Leesfragment: Tintelingen. Het lezen en schrijven van literaire fictie

27 november 2015 , door James Wood
| |

Op 14 juli verschijnt Tintelingen van James Wood (The Nearest Thing to Life, vertaald door Arie Storm). Bij ons alvast een fragment. 'De vraag naar het waarom is een weigering om de dood te accepteren, en dus een theologische vraag; het is de vraag die in de lange geschiedenis van de theologie en de metafysica is beantwoord - of laten we zeggen dat erop is gereageerd - door middel van een theodicee, de formele term voor de poging het lijden en de zinloosheid van het leven te verzoenen met de idee van een voorzienige, goedaardige en machtige godheid.'

N.B. Eerder brachten we een uitgebreid fragment uit Woods Hoe fictie werkt.
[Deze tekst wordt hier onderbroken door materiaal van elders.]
PR #1695, opened 2026-06-30
fix: drop unused SurfaceCapabilitiesKHR import (sugarloaf vulkan)

cantona:
`SurfaceCapabilitiesKHR` is imported in `sugarloaf/src/context/vulkan.rs` but never used — left over from #1667 (the composite-alpha change). It emits an `unused_imports` warning on a `--no-default-features --features=wayland` build. This drops it; `CompositeAlphaFlagsKHR` (the one actually used) stays.


cantona:
Closing — the same fix landed upstream as part of the wgpu 30 upgrade.

PR #726, opened 2021-07-13
[WIP] Fix exception raised by `OutStream.write`

### LINKED ISSUE #725: The `OutStream.write` method raises `ValueError` instead of `TypeError`
From comments on the commit that added the code, I believe the intent is for `OutStream.write` to ducktype like `sys.stdout.write`, but by inspection, I believe to correctly ducktype, `OutStream.write` should raise `TypeError`.

E.g.
```
$ python
Python 3.8.8 | packaged by conda-forge | (default, Feb 20 2021, 16:12:38)
[Clang 11.0.1 ] on darwin
Type "help", "copyright", "credits" or "license" for more information.
>>> import sys
>>> sys.stdout.write(b'')
  File "<stdin>", line 1, in <module>
TypeError: write() argument must be str, not bytes
```

This is confusing some libraries we are using in conjunction with `ipykernel` specifically `eliot` for logging.  I believe I see the fix [here](https://github.com/ipython/ipykernel/blob/master/ipykernel/iostream.py#L501), and a PR will be incoming.

SimonKrughoff:
In order to conform with the behavior of `sys.stdout.write` this method should return a `TypeError` rather than a `ValueError`.  This PR also adds an 'f' to the to make the f-string evaluate the `type(string)` and return more helpful information in the exception message.

After some fiddling, I was not able to get the nosetests to pass on my local machine by following the instructions in the READM.md for this repo.  The contributing docs indicated that a pass in actions would be sufficient, but I'm open to suggestions for what I might be doing wrong.

The PR is intended to fix #725

### DIFF
--- a/ipykernel/iostream.py
+++ b/ipykernel/iostream.py
@@ -498,7 +498,7 @@ class OutStream(TextIOBase):
         """
 
         if not isinstance(string, str):
-            raise ValueError(
+            raise TypeError(
                 "TypeError: write() argument must be str, not {type(string)}"
             )
 
--- a/ipykernel/iostream.py
+++ b/ipykernel/iostream.py
@@ -499,7 +499,7 @@ class OutStream(TextIOBase):
 
         if not isinstance(string, str):
             raise TypeError(
-                "TypeError: write() argument must be str, not {type(string)}"
+                f"write() argument must be str, not {type(string)}"
             )
 
         if self.echo is not None:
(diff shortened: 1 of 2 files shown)


thomasaarholt:
Agreed! Although I think you could improve that error message further by removing the superfluous "TypeError" part of string of the raised error :)

SimonKrughoff:
I've rebased and removed the extra `TypeError:`.  Thanks for the suggestion!

thomasaarholt:
It looks like all the tests here are passing. Maybe @Carreau would like to take a look? It's only 3 months since the ValueError was introduced :)

Carreau (approved):
That's looks good to me. I didn't had much time to work on IPykernel recently, 
I'll try to work on solution to either free some of my time, or free someone else time to do so.

Issue #730, opened 2021-07-15
Exception on ipc file cleanup resulting in socket leak


amorenoz:
Running an ipython kernel with `--transport=ipc` and stopping it (via sending an `quit` command though a jupyter-client), generates the following  exception:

Tintelingen is een opmerkelijk mengsel van herinneringen en literatuurbeschouwingen, waarin James Wood het verband legt tussen literaire fictie en het leven. Wood stelt dat romans en verhalen de unieke eigenschap hebben dat ze ons leven kunnen beschrijven; ze kunnen ons leven behoeden voor de dood en de vergetelheid. Lezen is daardoor een bijna heilige en persoonlijke daad, zoals Wood laat zien aan de hand van zijn besprekingen van werk van onder anderen Anton Tsjechov, W.G. Sebald en F. Scott Fitzgerald. Tintelingen is een stimulerend en persoonlijk boek over de lonende samenzwering die er bestaat tussen de lezer en de schrijver. Het laat ons overtuigend zien wat er op het spel staat wanneer we literaire fictie lezen.

 

I

 

Onlangs bezocht ik een herdenkingsdienst voor een man die ik nooit heb gekend. Hij was de jongere broer van een vriend en hij was plotseling gestorven, midden in het leven; hij liet een vrouw en twee jonge dochters na. In het programmaboekje was boven de samengeperste jaartallen (1968-2012) een foto afgedrukt. Hij zag er belachelijk jong uit, gloeiend van het leven – een beetje loensend in het heldere zonlicht, en voorzichtig glimlachend alsof hij net de clou van een mop begon te snappen. Op een verschrikkelijke manier was zijn dood het opvallendste, het meest heroïsche feit van zijn leven; de rest was het gebruikelijke vreugdevolle gewone, waarvan verschillende sprekers getuigden. Daar was hij, springend van een boot in een van de rivieren van Maine; daar was hij als kind, plassend met twee neven uit een cabineraampje; daar was hij, wonend in Italië en Italiaans lerend door te flirten; daar was hij terwijl hij een geweldige grap vertelde; daar was hij, een uitbundige vriend, lachend en de kamer vullend met zijn aanwezigheid. Zoals doorgaans het geval is tijdens dergelijke laatste bijeenkomsten deden sprekers erg hun best de mooie, banale incidenten in dit leven te beschrijven en de ruimte te vullen tussen 1968 en 2012, zodat we de kerk konden verlaten zonder te denken aan de eerste en de laatste datum, maar aan de datumloze minuten ertussenin.
Het is een ongebruikelijk en in bepaalde opzichten onnatuurlijk voordeel om in staat te zijn de reikwijdte van iemands leven van begin tot einde te overzien. Zo’n overzicht lijkt aanmatigend, te vroegtijdig. Verdriet lijkt niet genoeg reden te zijn om uit te gaan van de goddelijke machten van het begin en het einde. We voelen ons ongemakkelijk door een dergelijke alwetendheid. Met betrekking tot ons eigen leven zijn we hier niet toe in staat, en doorgaans zoeken we er ook niet naar in andermans leven.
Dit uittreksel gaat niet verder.